Recuerdo, con lágrimas en los ojos, cuando un compañero de Sevilla, me pidió por favor (llevávamos una semana), que le escribiera una carta a su mujer. Le contesto, como que por favor, claro que si, ahora mismo.

Le pongo el boli en su mano, le cojo la mano, y empezamos a escribir esa carta. Me caían los lagrimones como cataratas. El sevillano me dio, las gracias, y le contesto, no querido amigo, gracias a ti, por ser tan valiente.

001ETEA baloncesto y buena mili.

Después de los 45 días de instrucción, me destinan a la ETEA, a hacer un curso de Teletipo, y ya me quedé en la misma.

Por aquel entonces jugaba al baloncesto, y empecé a jugar con el equipo de la ETEA, y os podéis imaginar las ventajas que eso conlleva.
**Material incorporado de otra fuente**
PR #732, opened 2022-11-09
Buf: using locally generated code

hariso:
### Description

With the changes in #719 we started facing issues using the remotely generated code. This issue has been discussed with the Buf team ([link](https://bufbuild.slack.com/archives/CRZ680FUH/p1667911231953259)) and they are working on it, but for the time being we don't have a good workaround.

With that, we're reverting to using locally generated code by `buf`.

### Quick checks:


.golangci.yml
```diff
@@ -69,7 +69,7 @@ linters:
     - goimports
     - revive
     # - gomnd
-    - gomoddirectives
+    # - gomoddirectives
```
hariso, line 72: Adding `nolint` to `go.mod` didn't help.

pkg/conduit/runtime.go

Bien, a pesar de los 18 meses de mili, para mi, ha sido una experiencia de convivencia y compañerismo. Entre tanta gente, por supuesto, tiene que haber de todo, pero eso siempre ha sido así. Yo la valoraría como positiva, una experiencia más.

Texto: Anxo.

Fotos: Faro de Vigo, wikipedia Spanish frigate Baleares,  Ivá

2 comentarios en ““Historias y anécdotas de la mili.”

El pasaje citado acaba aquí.